# It's raining cats....



## Arianwen (Jun 3, 2012)

Having recently acquired two long term foster babies, I may be about to acquire two short term ones - two kittens.

If a space opens up with the Cat Protection League in time, I may not have them but, otherwise, they will be joining e when the person who currently has them goes on holiday and then staying until there is a place for them.

The CPL supports the shelter I'm involved with and it's all a bit convoluted but someone found a she cat and four kittens but no-where had any room for them. They are going to keep the Queen (I think she has now been "done") and found known adopters for two of the four kittens.

The two remaining ones are one black and one white (I haven't met them and won't if there is a space before I need to step up to the plate).

Sadly, I have been told that, for some reason, vivisectionists are particularly interested in white cats at present so although they are relatively easy to find real homes for (especially if not deaf), they are still vulnerable.

I'll keep you updated as and when I know what's happening.


----------



## spirite (Jul 31, 2012)

Vivisectionists! OMG!!! That's horrifying. 

Any word on the potential arrival of the kittens?


----------



## 10cats2dogs (Jun 16, 2013)

Arianwen,
OMG! That makes me even happier that I ended up adopting the white, deaf kitty, that someone dumped where I work...
Good Luck and Bless you!
Sharon


----------



## Jenny bf (Jul 13, 2013)

OMG! That part about vivisection is awful.


----------



## Mochas Mommy (Dec 9, 2013)

These vivisectionists want white cats...white cats are quickly adopted...

I really really really hope that does not mean what it sounds like. 
Poor white kitties! Hopefully they get stronger adoption questionnaires then!


----------



## DeafDogs&Cat (Mar 27, 2013)

I want white cats... but only if they ARE deaf lol

That's disgusting about the vivisectionists!


----------



## Arianwen (Jun 3, 2012)

No news so far so I am starting to assume that all has been sorted. It is the end of this week that they are supposed to be going away.


----------



## cat owner again (Dec 14, 2012)

I had to look up vivisectionists and now I feel sick. I also have a mostly white cat and he goes outside. Does the world have to be so darn dangerous.


----------



## Arianwen (Jun 3, 2012)

Mochas Mommy said:


> These vivisectionists want white cats...white cats are quickly adopted...
> 
> I really really really hope that does not mean what it sounds like.
> Poor white kitties! Hopefully they get stronger adoption questionnaires then!

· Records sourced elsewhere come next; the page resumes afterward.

PR #128, opened 2019-11-12
SchemaComponentData soundness

randomPoison:
> Part of #121 

Further work re-implementing the work from #101, this time patching up the soundness holes in `SchemaComponentData`. This is very similar to the changes in #127, with the addition step of adding the `Owned` smart pointer type.

`Owned` is like `Box`, but used only for the schema data objects. This abstraction is necessary because even when we "own" a `Schema_ComponentData`, we only have a pointer and not the struct itself. As such, we can't represent it in Rust as a struct on its own or the ownership interactions will (to use a technical term) get all fucky. In this case, we need to create our own smart pointer type instead of using `Box` directly since each schema data object objects has its own deallocation function in the C API.

As a helper for `Owned`, we also define the `Ownable` and `OwnableImpl` traits, with `Ownable` just being a public-facing facade that we can use as a trait bound in the public API for `Owned`. The `OwnableImpl` trait contains the real logic, i.e. an associated type for the raw pointer representation of the schema data object and a function for freeing the object when dropped.

I've also removed the `ComponentData` helper type from the `component::internal` module and replaced it with the `ComponentDataRef` type. In doing so, I've made a couple of tweaks to how incoming schema data (from worker ops) is handled:

* Use an `Option<NonNull>` to represent the raw user handle. This enforces stricter null checking and allows us to do a bit less raw pointer manipulation.
* Return a `Cow` when attempting to get the deserialized component data, automatically deserializing the schema object if the user handle is null (i.e. if vtable serialization is disabled for that type).

This is the pattern I took for #101, and I'll continue to convert the remaining schema objects types this way if it looks good to yall 😁

### DIFF
--- a/spatialos-sdk/src/worker/schema/component_data.rs
+++ b/spatialos-sdk/src/worker/schema/component_data.rs
@@ -31,10 +31,6 @@ impl SchemaComponentData {
         &*(raw as *mut _)
     }
 
-    pub(crate) unsafe fn from_raw_mut<'a>(raw: *mut Schema_ComponentData) -> &'a mut Self {
-        &mut *(raw as *mut _)
-    }
-
     pub(crate) fn as_ptr(&self) -> *mut Schema_ComponentData {
         self as *const _ as *mut _
     }
--- a/spatialos-sdk/src/worker/schema/component_data.rs
+++ b/spatialos-sdk/src/worker/schema/component_data.rs
@@ -55,5 +55,11 @@ impl OwnableImpl for SchemaComponentData {
     }
 }
 
+// SAFETY: It should be safe to send a `SchemaComponentData` between threads, so long as
+// it's only ever accessed from one thread at a time. It has unsynchronized internal
+// mutability (when getting an object field, it will automatically add a new object
+// if one doesn't already exist), so it cannot be `Sync`.
+unsafe impl Send for SchemaComponentData {}
+
 assert_impl_all!(SchemaComponentData: Send);
 assert_not_impl_any!(SchemaComponentData: Sync);
--- a/spatialos-sdk/src/worker/schema/component_data.rs
+++ b/spatialos-sdk/src/worker/schema/component_data.rs
@@ -1,29 +1,59 @@
-use crate::worker::schema::SchemaObject;
+use crate::worker::schema::{owned::*, SchemaObject};
 use spatialos_sdk_sys::worker::*;
+use static_assertions::*;
+use std::marker::PhantomData;
 
+/// Serialized schema data for a component, owned by the Rust SDK.
+///
+/// For maximum efficiency, the serialized data may borrow data from the component
+/// used to create an `OwnedComponentData` instance. The lifetime parameter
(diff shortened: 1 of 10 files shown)


spatialos-sdk/src/worker/schema/component_data.rs
```diff
@@ -1,29 +1,66 @@
...
+    }
+
+    // Methods for raw pointer conversion.
+    // -----------------------------------
+
+    pub(crate) unsafe fn from_raw<'a>(raw: *mut Schema_ComponentData) -> &'a Self {
+        &*(raw as *mut _)
+    }
+
+    pub(crate) fn as_ptr(&self) -> *mut Schema_ComponentData {
```
jamiebrynes7: Shouldn't this take `&mut self`?

jamiebrynes7: Not that it _really_ matters since you can copy the pointer, but it at least makes the intent explicit

jamiebrynes7:
I really like the `Owned<T>` pattern for this sort of thing. Makes it much more explicit. 

Is there ever a use case where we would mix owned and unowned data? 

If so, would it make sense to have a `MaybeOwned<T>` type such that:

```rust
pub enum MaybeOwned<'a, T: 'a> where T : Ownable
{
	Owned(NonNull<T::Raw>),
	Borrowed(&'a T::Raw)
}
```

such that we can treat owned and unowned data much the same?

I.e. - say I was mixing owned `SchemaComponentData` and unowned one: 

```rust
let mut data = Vec::new(); 
data.push(SchemaComponentData::from_raw(unowned_ptr));
data.push(SchemaComponentData::new());
```

This would compile just fine since data would be of type `Vec<MaybeOwned<'a, SchemaComponentData>>`

spatialos-sdk/src/worker/schema/component_data.rs
randomPoison: There are cases where we want to use a `&SchemaComponentData` with the C API, e.g. in the `fields` method. In an earlier iteration I had two methods for getting the raw poiner:

```
fn as_ptr(&self) -> *mut Schema_ComponentData { ... }

fn as_ptr_mut(&mut self) -> *mut Schema_ComponentData { ... }
```

Both have to return a `*mut` since that's what all of the C API functions take (rightfully so, since most of the methods perform some kind of internal mutation in certain cases), so we can't even use the difference to enforce that you need a `&mut` to get a `*mut`. I think it's ultimately better to just have one way to get the raw pointer out, and use other methods for documenting intent and enforcing safety (e.g. expose all meaningful operations as methods on `SchemaComponentData`, and avoid going through the raw C API outside of this module).

randomPoison:
> Is there ever a use case where we would mix owned and unowned data? If so, would it make sense to have a `MaybeOwned<T>` type

Good question! So far I haven't run into any cases where it makes sense to mix owned and borrowed schema data objects like that, but if we did it might make sense to have something like `MaybeOwned`. We should keep an eye out for any use cases that would benefit from this, but I'd hold off on adding it to the SDK until we have a concrete use case 🙂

Put that badly - they are two separate issues. Both the sanctuary with which I a involved and the Cat Protection League are very careful but people finding kittens and advertising them are putting them very much at risk.


----------



## 10cats2dogs (Jun 16, 2013)

I read a book a long time ago called "The Plague Dogs"...it's about two dogs that escape the horrors of the testing, thats being done to them and the others animals, at a Research Facility...
Ever since then, I ONLY buy products that say "Not tested on animals."
It IS sickening how these fellow creatures are tortured....:'(
And it always surprises me, that not that many people, seem to be aware this is happening...Every...Single...Day...


----------



## DeafDogs&Cat (Mar 27, 2013)

I read that book, too... when I was 11... very, very heavy stuff


----------



## 10cats2dogs (Jun 16, 2013)

Sara, "The Plague Dogs" is heavy reading...

There was a comic strip called Bloom County...they did quite a series of strips dedicated to the horrors of animal testing...
It would be considered "Politically Incorrect" now I'm sure...
I think it did help raise some people's awareness levels...


----------



## bluemilk (Oct 3, 2005)

How's fostering going?


----------



## Arianwen (Jun 3, 2012)

I didn't end up having to have these two so I still have my seven and my two long term fosters who I now think of as mine!!


----------



## Tiliqua (Jan 22, 2013)

Oh wow, that's awful! I've got two white cats (one is deaf). Hearing things like that makes me so sad, I can't imagine why they would want white cats particularily. Does anyone know why it would be white cats specifically?

I've heard that white cats are the second hardest to adopt out (after black)... not sure why, I think my girls are stunning although a dusting of white fur everywhere is probably not something everyone wants!


----------



## DeafDogs&Cat (Mar 27, 2013)

Just don't wear or have anything dark! Lol that's why all my animals are the same colour. Ok I'm joking, but it works having all white animals, I can dress accordingly lol


----------